Regardless of the majority’s assertion to the contrary, Gill v. Poe & Brown of Ga., 241 Ga. App. 580 (524 SE2d 328) (1999), is directly on point. In that case, it was determined that the employer did not have a legitimate business interest in preventing the employee’s solicitation of former clients who might have severed their relationship with the employer up to four years before the employee’s termination. Id. at 583 (2). Thus, the nonsolicitation agreement was held to be an unreasonable partial restraint of trade. Id. at 580. The majority tries to distinguish Gill from the present case by stating that “P&C does not rely on a comparable ‘stagnant list’ to protect any of its ‘former clients.’ ” But the existence of a “list,” or rather the lack thereof in the present case, is irrelevant. The point is that to prohibit the employees from business contact with those with whom the employer may have long ceased doing business fails to serve any legitimate business interest of the employer. In the present case, it strains credibility to conclude that P&C has a legitimate business interest in barring a former employee from soliciting and doing any business whatsoever with a customer the employee had served more than a decade prior to termination of employment with P&C.

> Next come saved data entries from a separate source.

PR #192, opened 2024-07-08
feat: add audit for succesfull imports

johanseto:
## Description
add audit to pipelines

### After
image

## Additional information

## Checklist for Merge

- [ ] Updated documentation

The majority cites Wiley v. Royal Cup, supra, and Marcoin, Inc. v. Waldron, 244 Ga. 169 (259 SE2d 433) (1979), for its pivotal conclusion that “the critical factor is whether the former employee ever served the customer, not the length of time since he or she may have done so.” But neither case supports such a proposition. In fact, the cases are inapposite; both involved restrictive covenants containing express territorial limitations. Even so, this Court struck down the restrictive covenant at issue in Wiley v. Royal Cup because the overbroad territorial limitation did not serve a legitimate business interest of the employer, and therefore, was unreasonable. Id. at 359 (1).

*487Decided May 8, 2006. Bondurant, Mixson & Elmore, Michael B. Terry, Timothy S. Rigsbee, for appellant. Paul, Hastings, Janofsky & Walker, William K. Whitner, Rogers & Hardin, Hunter R. Hughes III, Ashley R. Hurst, for appellees.

Certainly, an employer has a protectible interest in the customer relationships its former employee established and/or nurtured while employed by the employer, and is entitled to shield itself from the risk that a former employee might attempt to appropriate such customers by virtue of the contacts developed while working for the employer. W.R. Grace & Co. v. Mouyal, supra at 466 (2). But the measures that the employer uses to protect itself from such risk must be reasonably necessary to accomplish that goal. W.R. Grace & Co. v. Mouyal, supra at 465 (1). That is not the case here.

There must be a judicial balancing between the interests of the employer and that of the employee. W.R. Grace & Co. v. Mouyal, supra at 466 (2). Otherwise, the economic environment is compromised. The business climate in this state is ill served by, in essence, penalizing the long-term service of an employee. Unfortunately, the majority, without legal basis, has done so.